◆ WORK TO BE COMPLETED
Write out all of the entries, matching the original exactly.

= Beginning of Section =

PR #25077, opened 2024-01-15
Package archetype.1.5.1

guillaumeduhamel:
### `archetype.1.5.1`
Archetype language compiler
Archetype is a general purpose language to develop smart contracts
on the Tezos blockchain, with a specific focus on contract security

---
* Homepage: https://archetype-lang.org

= End of Section =

◆ TASK SOLUTION
PR #25077, opened 2024-01-15
Package archetype.1.5.1

guillaumeduhamel:
### `archetype.1.5.1`
Archetype language compiler
Archetype is a general purpose language to develop smart contracts
on the Tezos blockchain, with a specific focus on contract security

---
* Homepage: https://archetype-lang.org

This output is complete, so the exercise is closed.